晋江文学城
下一章 上一章  目录  设置

9、玖 进宫(点名 ...

  •   第九章

      顾须归一句“没吃饱”说出来,谢湛立马复盘他们早上吃了什么。
      那会亲眼看着她用了大半碗白粥,喝到哪里去了?

      谢泱却爽朗地笑起来:“兄姊真性情!若不嫌弃,不妨让他们拿新两副新的碗筷来,孤与兄长兄姊分食之,亦不算浪费。”

      何琨便差两名年轻内侍,拿了两副新的碗筷过来。谢湛谢了恩,堪堪抿了几口便放了筷子。倒是顾须归埋头喝羹,头也不抬。
      她在用羹之余听见新帝和谢湛闲聊,说最近文臣们提出兴复旧礼的事。以杜太傅为首的几名文臣前来进言,同新帝掰扯了好几次,今日下了朝又来,烦都烦死。

      顾须归在将军府的时候,听父母偶尔闲谈,依稀对这事有个印象。先帝去世的前几年,大周的江山便已基本稳固了,那时关口略微有些不太平,总有胡人闹事,父亲为清扫战场,便又在边关驻扎了好几年才返京。
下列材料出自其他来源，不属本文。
PR #220, opened 2022-05-30
test: Correct logical mistake in fixing panic happening in WaitForCatalogsource

malayparida2000:
A Panic was happening in WaitForCatalogsource during runtime. So a
null check was added to It. But while doing so a logical mistake was
left behind which allowed it to return true even when the connection
state was nill. Now fixing it.


iamniting (approved):
/lgtm

PR #221, opened 2022-05-30
bundle: Add csi-addons to the dependencies.yaml

iamniting:
csi-addons resolution gets fail when user uses the custom catalog
source as it is not specified in the dependencies.yaml and the sub is
not created via OLM. The sub is created by the odf directly which does
not have a knowledge about the custom catalog source and it is still
pointing to the redhat-operators in the openshift-marketplace namespace.

Managing there own catalog source is seen very offently now a days as it
is MS and disconnected ENV usecase.

https://bugzilla.redhat.com/show_bug.cgi?id=2056697

### DIFF
--- a/bundle/metadata/dependencies.yaml
+++ b/bundle/metadata/dependencies.yaml
@@ -3,3 +3,7 @@ dependencies:
   value:
     packageName: ocs-operator
     version: ">=4.10.0 <4.11.0 || 4.11.0"
+- type: olm.package
+  value:
+    packageName: csi-addons
+    version: "0.2.0"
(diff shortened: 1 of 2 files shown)


bundle/metadata/dependencies.yaml
```diff
@@ -3,3 +3,7 @@ dependencies:
   value:
     packageName: ocs-operator
     version: ">=4.10.0 <4.11.0 || 4.11.0"
+- type: olm.package
+  value:
+    packageName: csi-addons
+    version: "0.2.0"
```
nb-ohad, line 9: Don't you need the fancy `>=`, `<`, `||` pattern to ensure an upgrade to a new y stream?

iamniting: Yes, we need it downstream, Boris will change those values in the Downstream build.

nb-ohad: Ok

jarrpa: Since we're currently not testing upgrades in our CI, this isn't a technical problem for acceptance upstream. We should fix that, of course. Later.

Issue #36, opened 2017-10-15
Add support for Android Lint


rock3r:
The aim would be to have all the static analysis covered by this plugin in one go (obviously this only applies to Android modules)

mr-archano:
Support for Android lint should be straightforward, but we would need to define what concurs as warning and what as error (from the plugin point of view).

rock3r:
Addressed in #62

Issue #35, opened 2017-06-13
Add support for Detekt for Kotlin projects


rock3r:
Detekt is a static analysis tool for Kotlin. Since Kotlin adoption is growing fast, and the classic trifecta of static analysis plugins don't work with it, it would be nice to have some tool that covers Kotlin code too.
See https://github.com/arturbosch/detekt/

mr-archano:
Addressed in #63

PR #38, opened 2017-12-18
Start using Kotlin

rock3r:
This is the first step in Kotlinifying the plugin business logic, with the aim of getting rid of Groovy's black magic and hopefully making it more extensible and maintainable.

It's still a WIP and there's a lot to do, but the tests are still green, so that's something. This goes against a feature branch where all WIP PRs will end up, so that it is more manageable to review while it's still not done.

Pending TODOs from this PR:
 * Convention Mappings aren't seemingly accessible from Kotlin (they involve too much of Groovy's random magic), so the `ReportUrlRenderer` is currently injected directly. Will be addressed later on (or dropped — it's an internal API that we should likely not be using anyway)


mr-archano:
> Convention Mappings [...]  it's an internal API that we should likely not be using anyway

Convention maps aren't really Groovy related, but part of the Gradle architecture and AFAIK not a private API either (an interesting article from few years ago on the matter is here: https://dzone.com/articles/gradle-plugin-conventions). They are needed to provide lazy loading of configurations and their defaults in the plugin architecture.

It's also worth noting this plugin behaves as meta-plugin, that is a wrapper around a set of built-in plugins (Checkstyle, PMD, FindBugs) and follows what those plugins do/need in order to augment their API instead of provide limitations. I genuinely don't see what's the value of porting the whole plugin to Kotlin if we don't gain anything from it (removing Groovy code is not a valid motivation alone IMO).

What's the issue we want to solve by this migration?

rock3r:
@mr-archano `conventionMappings` are considered private API as much as I could see from Gradle people posting on the Gradle forum. Also the [Gradle 4.0 release notes](https://docs.gradle.org/4.0/release-notes.html) read:

> In the past, many plugin developers were forced to solve evaluation order problems by using the concept of convention mapping, an internal API in Gradle subject to change.

So it is definitely a private API. We should be using `PropertyState` instead: https://docs.gradle.org/4.0/release-notes.html#public-type-for-representing-lazily-evaluated-properties

As for the why converting to Kotlin, the reasoning is that it should be easier to code and maintain (less random Groovy magic happening, possibly easier to extend too and for others to contribute to), and we might get some minor perf gains too — although that is not the main point.

I personally want to contribute to this project — see #35 and #36 for — but unfortunately I cannot wrap my head around some of the stuff in the code because of the massive baggage of prior knowledge it requires of both Gradle and Groovy. It is my hope that using Kotlin would take away most of the implicit knowledge required to understand this codebase. It's not that it's not clear in how it works in broad strokes, or it's badly architected. Far from it, it's the best codebase I've seen so far in a Gradle plugin! Unfortunately, the Gradle APIs are not exactly easy to understand and master, and the laxness of Groovy on top of it makes it a daunting task. Having no help whatsoever from the compiler and the IDE is just the cherry on the top :( 

It remains that it's very complicated to work on and contribute to. I'm hoping at the very least to gain enough understanding of this project to be able to contribute to it. 

That said, I closed this PR because I am going to give up on the conversion. The heavily dynamic and strongly mutability-oriented nature of the code makes it tough to gradually port over to a more strict language such as Kotlin. The only possibility would be to have a full rewrite in Kotlin, but that is not worth it in my opinion.

mr-archano:
> So it is definitely a private API. We should be using PropertyState instead: https://docs.gradle.org/4.0/release-notes.html#public-type-for-representing-lazily-evaluated-properties

TIL! I guess I missed that big announcement then 😅 Thanks @rock3r I will look into that, sounds very promising indeed.
The reason why I kept working in Groovy over Java or Kotlin was mainly because I could reference the internal implementation of the configured plugins and borrow snippets of code to achieve my goal.
I understand why moving away from Groovy can make any contributor's life easier, so I will spare some time to investigate this migration/rewrite a little further.

I'll keep you posted here 🎅

rock3r:
No worries, and thanks again :) I did stop trying to convert the code myself, but would be very happy to help if we could do this together. In the meantime, happy holidays :)

PR #45, opened 2018-01-22
Make evaluation pass scriptable

mr-archano:
The evaluation of the violations at the moment is brought by the `EvaluateViolationsTask` but doesn't allow to do anything else but breaking the build and logging the outcome of the evaluation. We have already faced the need of being able to plug-in a different type of reporting for instance, but the current architecture is not particularly friendly in that regard.

The action performed in `EvaluateViolationsTask` has been extracted and modelled as `ViolationsEvaluator`. We let the plugin extension provide a way of (lazily) create such evaluator for the `EvaluateViolationsTask`.
By default the extension will provide an instance of `DefaultViolationsEvaluator`, but users can now also script their own evaluation phase as follows:
```
staticAnalysis {
   ...
   evaluator { Set<Violations> allViolations ->
       // add your evaluation logic here
   }
}
```

Defining a custom evaluator this way will override the default one.


mr-archano:
As briefly mentioned IRL I am more and more convinced that having the ability to script the evaluation phase would bring the most value. At this point though I would seriously consider to treat the thresholds only as configuration detail of the default evaluator, as another implementation could live completely outside the notion of thresholds. Thoughts, @tobiasheine, @devisnik?

plugin/src/main/groovy/com/novoda/staticanalysis/DefaultViolationsEvaluator.groovy
```diff
@@ -0,0 +1,45 @@
...
+
+    @Override
+    void evaluate(Set<Violations> allViolations) {
+        Map<String, Integer> total = [errors: 0, warnings: 0]
+        String fullMessage = '\n'
+        allViolations.each { Violations violations ->
+            int errors = violations.errors
+            int warnings = violations.warnings
+            if (errors > 0 || warnings > 0) {
+                fullMessage += "> ${getViolationsMessage(violations, reportUrlRenderer)}\n"
```
tasomaniac: Not really important but I was thinking if you separate this `fullMessage` and `total` construction in 2 different loops, it can be simplified a lot. 

```
allViolations.each { violations ->
  fullMessage += ${getViolationsMessage(violations, reportUrlRenderer)} // method adds \n and initial char if necessary
}
total['errors'] = allViolations.collect { it.errors }.sum()
total['warnings'] = allViolations.collect { it.warnings }.sum()
```

plugin/src/main/groovy/com/novoda/staticanalysis/StaticAnalysisExtension.groovy
```diff
@@ -60,4 +69,26 @@ class StaticAnalysisExtension {
...
+    ViolationsEvaluator getEvaluator() {
+        createEvaluator()
+    }
+
+    Logger getLogger() {
+        project.logger
+    }
+
+    void evaluator(Action<? super Set<Violations>> action) {
+        createEvaluator = {
```
tasomaniac: I don't understand why you need an extra `Closure` here? Is creating the internal evaluator really need to be lazy? Here, creating new ViolationsEvaluator and executing given action later with `evaluate` method already provides laziness, isn't it?

mr-archano: I suppose that was because of part of the `Input` needed to be accessed lazily (ie: thresholds after configuration). In general I believe this will allow us to avoid to wonder about similar issues in the action provided, don't you think?

plugin/src/main/groovy/com/novoda/staticanalysis/DefaultViolationsEvaluator.groovy
mr-archano: I wasn't aware of `.sum()`. #TIL

plugin/src/main/groovy/com/novoda/staticanalysis/StaticAnalysisExtension.groovy
mr-archano: ok, discussed IRL: the question was more around the need of having a closure to create the evaluator. The reason is that this way we can pass the closure (ie: factory) to the evaluation task instead of passing around the evaluator itself. Any thoughts @devisnik?

plugin/src/main/groovy/com/novoda/staticanalysis/DefaultViolationsEvaluator.groovy
tasomaniac: I'm not sure if it will work. :) Please double check. Looks cleaner.

plugin/src/main/groovy/com/novoda/staticanalysis/StaticAnalysisExtension.groovy
mr-archano: I just confirmed that the lazy creation of the evaluator will allow us to access the correct configured properties from the plugin extension(eg: `reportUrlRenderer`)

PR #46, opened 2018-01-23
PT-494: Support detekt in plain kotlin projects

tobiasheine:
### Description
[PT-494](https://novoda.atlassian.net/browse/PT-494)

This is the first PR to support [Detekt](https://github.com/arturbosch/detekt#gradleplugin), which is a static code analysis tool for Kotlin.

In this step we just support plain Kotlin projects. We therefore decided to target a feature branch instead of `develop`.

Also we expect the user to manually add the detekt plugin to its project:

```code
plugins {
    id "io.gitlab.arturbosch.detekt" version "1.0.0.RC6-2"
}
```

Additionally we expect the user to configure `output` and `config` for the detekt plugin:

```code
staticAnalysis {
    penalty {
        maxWarnings = 0
        maxErrors = 0
    }
    
    detekt { 
        profile('main') { 
          config = "detekt.yml" 
          output = "build/reports"
        }
    }
}
```

A default configuration can be found [here](https://github.com/arturbosch/detekt/blob/master/detekt-cli/src/main/resources/default-detekt-config.yml).

### Considerations

- extracted common `Configurator` interface which can be used by third party tools like detekt and android lint which don't extend from `org.gradle.api.plugins.quality.CodeQualityExtension`
- introduced `CollectDetektViolationsTask` which is a copy of `CollectCheckstyleViolationsTask` since the format is the same (thx @rock3r for point that out 👍 )
- introduced `DetektConfigurator` which configures `detekt` and collects the violations which are then considered by our threshold mechanism

### Tests
- added unit tests that verify `warnings` and `errors` are considered for threshold mechanism
- added unit tests that verify `warnings` and `errors` are ignored in case detekt is not conigured

Paired with @tasomaniac and @mr-archano on parts of it


plugin/src/test/groovy/com/novoda/test/TestProject.groovy
```diff
@@ -109,10 +120,18 @@ ${project.additionalConfiguration}
         projectDir.deleteDir()
     }
 
+    String projectDir(){
```
tobiasheine: I need to expose this to configure the `output` directory of the detekt plugin in the `DetektIntegrationTest `.

plugin/src/test/groovy/com/novoda/staticanalysis/internal/detekt/DetektIntegrationTest.groovy
```diff
@@ -0,0 +1,191 @@
...
+                    maxWarnings = 0
+                    maxErrors = 0
+                }''')
+
+        def detektConfiguration = """
+        detekt { 
+            profile('main') { 
+                config = "${Fixtures.Detekt.RULES}" 
+                output = "${testProject.projectDir()}/build/reports"
+                input = "${Fixtures.Detekt.SOURCES_WITH_WARNINGS}"
```
tobiasheine: The `input` just needs to be configured for the tests. Probably `detekt` doesn't pick up the changed source sets. In a example project it was not needed.

rock3r:
Would it be possible to automatically add the Detekt plugin in the future, so it can be configured to be a specific version number like the other plugins we support?

plugin/src/main/groovy/com/novoda/staticanalysis/internal/detekt/DetektConfigurator.groovy
```diff
@@ -0,0 +1,80 @@
...
+            if (project.tasks.findByName('detektCheck')) {
+                configureToolTask()
+            }
+        }
+    }
+
+    private void configureToolTask() {
+        def detektTask = project.tasks.findByName('detektCheck')
+        // run detekt as part of check
+        project.tasks.findByName('check').dependsOn(detektTask)
```
tasomaniac: Optional: Here is a more groovy way of accessing tasks. `project.tasks['check']`

plugin/src/main/groovy/com/novoda/staticanalysis/internal/detekt/DetektConfigurator.groovy
```diff
@@ -0,0 +1,80 @@
...
+
+        // evaluate violations after detekt
+        detektTask.group = 'verification'
+        def collectViolations = createCollectViolationsTask(violations)
+        evaluateViolations.dependsOn collectViolations
+        collectViolations.dependsOn detektTask
+    }
+
+    private CollectDetektViolationsTask createCollectViolationsTask(Violations violations) {
+        def reportFilePath = "${project.extensions.findByName('detekt').systemOrDefaultProfile().output}/detekt-checkstyle.xml"
```
tasomaniac: `systemOrDefaultProfile` seems very specific. I looked at the source code and saw that they have `profiles` set. And this method is just searching for 1 specific profile in that set. 

What about looping over all possible profiles? Something like: 

```
def detekt = project.extensions['detekt']
detekt.profiles.each { profile ->
  def reportFile = new File(profile.output, "detekt-checkstyle.xml")
  if (reportFile.exists) {
    // create tasks
  }
}
```

plugin/src/main/groovy/com/novoda/staticanalysis/internal/detekt/DetektConfigurator.groovy
tasomaniac: Optional: Here is a more groovy way of accessing tasks. `project.tasks['check']`

tobiasheine:
@rock3r we were planning to do that, but failed. I created a JIRA [task](https://novoda.atlassian.net/browse/PT-496) to follow-up on this.

plugin/src/main/groovy/com/novoda/staticanalysis/internal/detekt/DetektConfigurator.groovy
```diff
@@ -0,0 +1,80 @@
...
+
+        project.tasks.create("collectDetektViolations", CollectDetektViolationsTask) { collectViolations ->
+            collectViolations.xmlReportFile = new File(reportFilePath)
```
tasomaniac: In case we have multiple profiles, can we have multiple `xmlReportFile`? 
I think `detekt` supports multiple profiles.

plugin/src/test/groovy/com/novoda/staticanalysis/internal/detekt/DetektIntegrationTest.groovy
tasomaniac: These tests are like users of the plugin. Should we have this comment here in the tests? 
We spent couple of hours on this. Can be useful for future devs.

plugin/src/test/groovy/com/novoda/test/TestProjectRule.groovy
```diff
@@ -19,6 +19,10 @@ final class TestProjectRule<T extends TestProject> implements TestRule {
         new TestProjectRule({ new TestAndroidProject() }, { String name -> "project.android.sourceSets.$name" }, 'Android project')
     }
 
+    static TestProjectRule<TestJavaProject> forKotlinProject() {
```
tasomaniac: The return type here is `TestjavaProject`. Should it be `TestKotlinProject`?

rock3r:
I will do a review shortly as well, I'm SO looking forward to this :)

plugin/src/main/groovy/com/novoda/staticanalysis/internal/detekt/DetektConfigurator.groovy
tobiasheine: But i's `private`. Can we still access it?

tobiasheine: Doesn't look like `Could not get unknown property 'profiles' for DetektExtension` :(

tasomaniac: That's too bad. :( I wonder what happens when the user has different profiles set-up?
Anyways, this will cover the regular usage. Forget about my comment. 😄

plugin/src/main/groovy/com/novoda/staticanalysis/internal/detekt/DetektConfigurator.groovy
tobiasheine: Good point. Will add a JIRA task to follow-up on that 👍

tasomaniac: Since `profiles` is private, we cannot have multiple reports, right?

tobiasheine: Imho it's possible. The extension has a method to add profiles `fun profile(name: String, configuration: Action<in ProfileExtension>)`

```code
detekt { 
        profile('foo') { 
            output = "foo/reports"
        }

       profile('bar') { 
            output = "bar/reports"
        }
    }
```

tasomaniac: it is possible but how do you access them since `profiles` is private. I'm not sure if there is another way.

tobiasheine: Well, that's the challenge ^^

plugin/src/main/groovy/com/novoda/staticanalysis/internal/detekt/DetektConfigurator.groovy
rock3r: Maybe we should open an issue or a PR on Detekt for this? Looks like a reasonable tooling use case

plugin/src/test/groovy/com/novoda/staticanalysis/internal/detekt/DetektIntegrationTest.groovy
```diff
@@ -0,0 +1,194 @@
...
+                }''')
+                .build('check')
+
+        TestProject.Result result = testProject
+
+        assertThat(result.logs).doesNotContainDetektViolations()
+    }
+
+    @Test
+    void shouldNotFailWhenWarningsAreBelowThreshold() throws Exception {
```
rock3r: Nit: they're technically `within`, not `below` thresholds :)

plugin/src/test/groovy/com/novoda/staticanalysis/internal/detekt/DetektIntegrationTest.groovy
```diff
@@ -0,0 +1,194 @@
...
+        testProject = testProject.withToolsConfig(detektConfiguration)
+
+        TestProject.Result result = testProject
+                .build('check')
+
+        assertThat(result.logs).doesNotContainLimitExceeded()
+        assertThat(result.logs).doesNotContainDetektViolations()
+    }
+}
+
```
rock3r: Extra whiteline

plugin/src/test/groovy/com/novoda/test/Fixtures.groovy
```diff
@@ -44,4 +44,10 @@ public final class Fixtures {
         public static final File SAMPLE_REPORT = new File(REPORTS_DIR, 'findbugs/reports/sample.xml')
     }
 
+    final static class Detekt{
```
rock3r: `cmd-alt-l` plz

plugin/src/main/groovy/com/novoda/staticanalysis/internal/detekt/DetektConfigurator.groovy
tobiasheine: Good point, will add this to a ticket.

tobiasheine:
@rock3r comments are applied 👍

plugin/src/main/groovy/com/novoda/staticanalysis/internal/detekt/DetektConfigurator.groovy
tasomaniac: I opened a ticket in Detekt https://github.com/arturbosch/detekt/issues/705

PR #47, opened 2018-01-25
[PT-498]: Expect the user to apply detekt manually

tobiasheine:
[PT-498](https://novoda.atlassian.net/browse/PT-498)
### Description
We agreed [here](https://novoda.atlassian.net/browse/PT-496) to expect the user to apply the detekt plugin manually.

This PR will make the build fail and give the user a hint to apply the detekt plugin manually in case it's configured but not applied.

### Details
- throw an exception in case the detekt plugin is configured but not applied

### Tests
- changed the `TestKotlinProject` to not contain the detekt plugin per default
- apply the plugin in existing tests 
- add a test which verifies we fail gracefully in case the detekt plugin is configured but not applied

### DIFF
--- a/plugin/src/main/groovy/com/novoda/staticanalysis/internal/detekt/DetektConfigurator.groovy
+++ b/plugin/src/main/groovy/com/novoda/staticanalysis/internal/detekt/DetektConfigurator.groovy
@@ -34,8 +34,6 @@ class DetektConfigurator implements Configurator {
                 return
             }
 
-            project.apply plugin: 'io.gitlab.arturbosch.detekt'
-
             project.extensions.findByName('detekt').with {
                 // apply configuration closure to detekt extension
                 config.delegate = it
--- a/plugin/src/main/groovy/com/novoda/staticanalysis/internal/detekt/DetektConfigurator.groovy
+++ b/plugin/src/main/groovy/com/novoda/staticanalysis/internal/detekt/DetektConfigurator.groovy
@@ -36,7 +36,7 @@ class DetektConfigurator implements Configurator {
             }
 
             if (!project.tasks.findByName('detektCheck')) {
-                throw new GradleException('The Detekt plugin is configured but not applied. Please apply the plugin in your build script.')
+                throw new GradleException('The detekt plugin is configured but not applied. Please apply the plugin in your build script.')
             }
 
             project.extensions.findByName('detekt').with {
--- a/plugin/src/main/groovy/com/novoda/staticanalysis/internal/detekt/DetektConfigurator.groovy
+++ b/plugin/src/main/groovy/com/novoda/staticanalysis/internal/detekt/DetektConfigurator.groovy
@@ -10,6 +10,9 @@ import org.gradle.api.Task
 
 class DetektConfigurator implements Configurator {
 
+    private static final String DETEKT_PLUGIN = 'io.gitlab.arturbosch.detekt'
+    private static final String DETEKT_NOT_APPLIED = 'The detekt plugin is configured but not applied. Please apply the plugin in your build script.'
+
     private final Project project
     private final Violations violations
     private final Task evaluateViolations
@@ -35,8 +38,8 @@ class DetektConfigurator implements Configurator {
                 return
             }
 
-            if (!project.tasks.findByName('detektCheck')) {
-                throw new GradleException('The detekt plugin is configured but not applied. Please apply the plugin in your build script.')
+            if (!project.plugins.hasPlugin(DETEKT_PLUGIN)) {
+                throw new GradleException(DETEKT_NOT_APPLIED)
             }
 
             project.extensions.findByName('detekt').with {
--- a/plugin/src/main/groovy/com/novoda/staticanalysis/internal/detekt/DetektConfigurator.groovy
+++ b/plugin/src/main/groovy/com/novoda/staticanalysis/internal/detekt/DetektConfigurator.groovy
@@ -3,6 +3,7 @@ package com.novoda.staticanalysis.internal.detekt
 import com.novoda.staticanalysis.StaticAnalysisExtension
 import com.novoda.staticanalysis.internal.Configurator
 import com.novoda.staticanalysis.internal.Violations
+import org.gradle.api.GradleException
 import org.gradle.api.NamedDomainObjectContainer
 import org.gradle.api.Project
 import org.gradle.api.Task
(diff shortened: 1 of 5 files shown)


plugin/src/main/groovy/com/novoda/staticanalysis/internal/detekt/DetektConfigurator.groovy
```diff
@@ -34,17 +35,17 @@ class DetektConfigurator implements Configurator {
                 return
             }
 
-            project.apply plugin: 'io.gitlab.arturbosch.detekt'
+            if (!project.tasks.findByName('detektCheck')) {
```
tasomaniac: What about `project.plugins.hasPlugin('plugin name')`?

plugin/src/test/groovy/com/novoda/test/TestProject.groovy
```diff
@@ -34,7 +34,7 @@ ${project.additionalConfiguration}
                 .withPluginClasspath()
                 .forwardStdOutput(new OutputStreamWriter(System.out))
                 .forwardStdError(new OutputStreamWriter(System.out))
-        withPlugins('com.novoda.static-analysis')
+        withPlugin('com.novoda.static-analysis', null)
```
tasomaniac: Do we need this `null` here?

plugin/src/test/groovy/com/novoda/staticanalysis/internal/detekt/DetektIntegrationTest.groovy
```diff
@@ -190,4 +195,29 @@ class DetektIntegrationTest {
...
+        def detektConfiguration = """
+        detekt { 
+            profile('main') { 
+                config = "${Fixtures.Detekt.RULES}" 
+                output = "${testProject.projectDir()}/build/reports"
+            }
+        }
+        """
+
+        testProject = testProject.withToolsConfig(detektConfiguration)
```
mr-archano: more of a `nit:` but why extracting all these loval vars that bloat the test body? have you considered to extact a couple of methods in this class that would help to reuse the same setup across tests? (see `CheckstyleIntegrationTest` or similar when it comes to tool configuration)

plugin/src/test/groovy/com/novoda/test/TestProject.groovy
```diff
@@ -129,7 +133,7 @@ ${project.additionalConfiguration}
     }
 
     protected static String formatPlugins(TestProject project) {
-        "${project.plugins.join(',\n')}"
```
mr-archano: was this working at all before? 💃

plugin/src/main/groovy/com/novoda/staticanalysis/internal/detekt/DetektConfigurator.groovy
```diff
@@ -3,12 +3,16 @@ package com.novoda.staticanalysis.internal.detekt
...
 import com.novoda.staticanalysis.internal.Violations
+import org.gradle.api.GradleException
 import org.gradle.api.NamedDomainObjectContainer
 import org.gradle.api.Project
 import org.gradle.api.Task
 
 class DetektConfigurator implements Configurator {
 
+    private static final String DETEKT_PLUGIN = 'io.gitlab.arturbosch.detekt'
+    private static final String DETEKT_NOT_APPLIED = 'The detekt plugin is configured but not applied. Please apply the plugin in your build script.'
```
rock3r: Maybe some more informations would help users. At least a "refer to the Detekt documentation at https://github.com/arturbosch/detekt for further details"

plugin/src/test/groovy/com/novoda/test/TestProject.groovy
```diff
@@ -84,15 +84,19 @@ ${project.additionalConfiguration}
...
     }
 
-    public T withPlugins(String... plugins) {
-        def formattedPlugins = plugins.collect { plugin ->
-            "id '$plugin'"
-        }.asList()
-
-        this.plugins.addAll(formattedPlugins)
+    public T withPlugin(String plugin, String version = null) {
+        this.plugins.add("id \"$plugin\" ${optionalVersionFrom(version)}")
```
mr-archano: `nit:` you can avoid to escape the double quotes if you use simple ones.

plugin/src/test/groovy/com/novoda/test/TestProject.groovy
```diff
@@ -84,15 +84,19 @@ ${project.additionalConfiguration}
...
         return this
     }
 
+    private static String optionalVersionFrom(String version) {
```
mr-archano: maybe it's just me, but I would have inlined this as tri-state:
```
this.plugins.add("id '$plugin' ${version?"version '$version'" : ""}")
```

plugin/src/main/groovy/com/novoda/staticanalysis/internal/detekt/DetektConfigurator.groovy
```diff
@@ -34,17 +38,17 @@ class DetektConfigurator implements Configurator {
...
             project.extensions.findByName('detekt').with {
                 // apply configuration closure to detekt extension
                 config.delegate = it
                 config()
             }
 
-            if (project.tasks.findByName('detektCheck')) {
-                configureToolTask()
-            }
+            configureToolTask()
```
mr-archano: just looked at the implementation of `configureToolTask()`: does it mean that Detekt generates a single task per project? how do you setup separate source sets and filters on them?

plugin/src/test/groovy/com/novoda/test/TestProject.groovy
tasomaniac: 👍 for single quotes

plugin/src/test/groovy/com/novoda/test/TestProject.groovy
tasomaniac: tests were passing :)
I think it was working because we never put more than 1 plugin. 😄

tobiasheine: exactly ^^

plugin/src/test/groovy/com/novoda/test/TestProject.groovy
tobiasheine: Way better 👍  wasn't aware this is possible in groovy

plugin/src/main/groovy/com/novoda/staticanalysis/internal/detekt/DetektConfigurator.groovy
tobiasheine: We rely on detekt to pick them up. In case the user doesn't provide any `input` detekt automatically looks up different modules.

If you want to have multiple source sets with different filters, you need to configure different `profiles`. As for now we can just access the `main` profile. @tasomaniac opened already an [issue](https://github.com/arturbosch/detekt/issues/705) on the detekt repo to expose other profiles as well.

tobiasheine: As we spoke IRL, @mr-archano is referring to our filter feature. I will add another subtask to evaluate whether we can support that.

tasomaniac: 👍

tasomaniac:
All comments addressed. Merging this then.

京城那时已逐渐开始推行新制,只是进展缓慢,自新帝上位才开始如火如荼地推行。

      新帝谢泱是个胆子很大的人,十分敢于革新。大周原先对农商卡得很严,设市经商皆由朝廷管控,谢泱便主张重农扶商,所易货物大多交由朝廷定价,开夜市,重商税,一时将大周的农商调控至两边较为稳定的范畴。经战乱,大周人口流失,为确保农商复兴,他还鼓励女子从业,而非囿于旧礼在宅院内相夫教子。相应地,增设女子学堂内容,提升女子文化水平。同时,为安抚周边,鼓励外族经商,所在大周域内的外族经商皆享朝廷补贴,外族女子可与大周子民通婚。
      这一系列举措固然对经济有益,但也惹得朝中那些崇礼重教的文臣诸多不满。以杜鸿礼为首的几位文臣率先不干了,说是败坏祖制,有违纲常。且不说农商之后该如何保持平衡,单是女子从商习文、外族通婚,就已有悖于周朝历来奉行的礼制。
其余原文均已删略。